(Records from a dataset)
======

PR #1, opened 2017-01-26
Updates to config / yaml structure and push / deploy commands

izakp:
Updates:

- Adds `hokusai/common.yml` and `hokusai/staging.yml`
- `hokusai build` command uses `hokusai/common.yml` - this allows for passing through environment variables as build args (see current use in Currents)
- `hokusai stack_up / stack_down` now take a context (staging or production) and implicitly look for the `{context}.yml` to create the stack, separating staging and production stacks
- `hokusai dev / test` commands now also implicitly look for `development.yml` / `test.yml` respectively
- `hokusai push` now accepts only one argument - the tag to push to the repo.  It should be called with the git SHA of the build.  The `--test-build` option should be called from CI and pushes the latest image output by the `hokusai test` command.  Otherwise it pushes the latest image output by the `hokusai build` command
- `hokusai deploy` now is invoked with `{context}` and `{tag}` as positional arguments.  Before the deploy, it updates the `{context}` tag (i.e. `staging` / `production`) to point to the tag it then deploys, keeping it up-to-date with the latest deployment
- merges `hokusai stack_up` / `hokusai stack_down` commands into `hokusai stack` command with subcommands `up / down / status`

### DIFF
--- a/README.md
+++ b/README.md
@@ -72,12 +72,16 @@ Required options:
 
 #### Launching a stack
 
-`hokusai stack_up {CONTEXT}` launches the stack defined in `hokusai/production.yml' for the given Kubernetes context
+`hokusai stack up {CONTEXT}` launches the stack defined in `hokusai/{CONTEXT}.yml' for the given Kubernetes context
 
 #### Deleting a stack
 
-`hokusai stack_down {CONTEXT}` deletes the stack defined in `hokusai/production.yml' for the given Kubernetes context
+`hokusai stack down {CONTEXT}` deletes the stack defined in `hokusai/{CONTEXT}.yml' for the given Kubernetes context
+
+#### Checking a stack status
+
+`hokusai stack status {CONTEXT}` prints the stack status defined in `hokusai/{CONTEXT}.yml' for the given Kubernetes context
 
 #### Rolling deployments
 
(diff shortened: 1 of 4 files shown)


izakp:
Note:  tested with latest docker for mac, which includes:

docker version 1.13.0
docker-compose version 1.10.0, build 4bd6f1a
docker-py version: 2.0.1

CircleCI does not support these versions yet and should be pinned to docker version 1.10.0 / docker-compose version 1.9.0

izakp:
Also FYI:  If, while running `hokusai dev` / `hokusai test` you get an error like:

```
ERROR: for delta  No such image: sha256:575645359b466cc72febe72d710d5ced67877a986fcc7a99a5d8c7217b28bf9a
ERROR: Encountered errors while bringing up the project.
```

You probably cleaned up your local docker image registry and deleted those containers.  Since hokusai is not removing containers any more (by calling `docker-compose stop` rather than `docker-compose kill`) it looks for already created containers to bring back up.  You can resolve this issue by running `docker-compose -f hokusai/development.yml rm && docker-compose -f hokusai/test.yml -p ci rm` to clean stale references to container images

Might add this as a `hokusai clean` command in the future

bhoggard:
I don't understand how flags like `with_memcached` get set, so we should explain that in the README. I will merge now so I can test with currents.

======

### AIM OF THE EXERCISE
Show the lines where the word "README" appears in the entries.

### RESULT FOR THIS EXERCISE
--- a/README.md
+++ b/README.md
I don't understand how flags like `with_memcached` get set, so we should explain that in the README. I will merge now so I can test with currents.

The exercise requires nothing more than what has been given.